**EXERCISE OBJECTIVE:** If a line of the data below holds the string "good", copy it.

** Opening EXTRACTED ENTRIES block **

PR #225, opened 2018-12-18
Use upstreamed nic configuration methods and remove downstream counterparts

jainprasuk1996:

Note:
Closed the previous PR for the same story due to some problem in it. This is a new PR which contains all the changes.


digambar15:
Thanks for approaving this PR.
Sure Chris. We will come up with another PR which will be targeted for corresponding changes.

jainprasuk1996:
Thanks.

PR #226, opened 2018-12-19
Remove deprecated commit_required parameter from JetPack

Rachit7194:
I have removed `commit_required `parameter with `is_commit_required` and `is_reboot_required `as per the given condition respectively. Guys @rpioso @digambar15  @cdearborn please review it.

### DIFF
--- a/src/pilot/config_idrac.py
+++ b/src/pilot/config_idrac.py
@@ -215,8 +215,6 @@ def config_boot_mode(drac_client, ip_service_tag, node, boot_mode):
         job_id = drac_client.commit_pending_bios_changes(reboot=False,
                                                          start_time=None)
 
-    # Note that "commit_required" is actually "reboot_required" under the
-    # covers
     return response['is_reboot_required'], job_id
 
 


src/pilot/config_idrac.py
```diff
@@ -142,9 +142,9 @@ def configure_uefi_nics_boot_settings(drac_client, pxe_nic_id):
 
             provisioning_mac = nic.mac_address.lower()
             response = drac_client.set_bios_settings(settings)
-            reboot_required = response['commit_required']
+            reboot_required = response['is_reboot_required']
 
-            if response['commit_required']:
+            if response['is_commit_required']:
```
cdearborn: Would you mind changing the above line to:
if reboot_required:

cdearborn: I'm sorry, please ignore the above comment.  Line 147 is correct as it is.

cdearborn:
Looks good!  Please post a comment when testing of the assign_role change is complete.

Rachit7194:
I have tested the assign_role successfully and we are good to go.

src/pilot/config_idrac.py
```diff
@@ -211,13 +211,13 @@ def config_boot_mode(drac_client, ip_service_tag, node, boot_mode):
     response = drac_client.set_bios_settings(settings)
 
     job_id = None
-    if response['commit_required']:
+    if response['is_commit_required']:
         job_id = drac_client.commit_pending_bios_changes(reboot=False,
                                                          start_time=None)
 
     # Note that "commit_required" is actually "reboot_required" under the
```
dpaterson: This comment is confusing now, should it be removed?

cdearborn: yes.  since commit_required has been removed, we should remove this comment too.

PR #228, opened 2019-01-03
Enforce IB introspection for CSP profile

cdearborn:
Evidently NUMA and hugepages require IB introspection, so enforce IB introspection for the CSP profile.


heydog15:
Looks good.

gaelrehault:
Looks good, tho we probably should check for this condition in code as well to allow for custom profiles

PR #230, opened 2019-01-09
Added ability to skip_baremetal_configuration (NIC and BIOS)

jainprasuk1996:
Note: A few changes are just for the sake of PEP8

** Closing EXTRACTED ENTRIES block **

**EXPECTED ANSWER:**
Looks good!  Please post a comment when testing of the assign_role change is complete.
I have tested the assign_role successfully and we are good to go.
Looks good.
Looks good, tho we probably should check for this condition in code as well to allow for custom profiles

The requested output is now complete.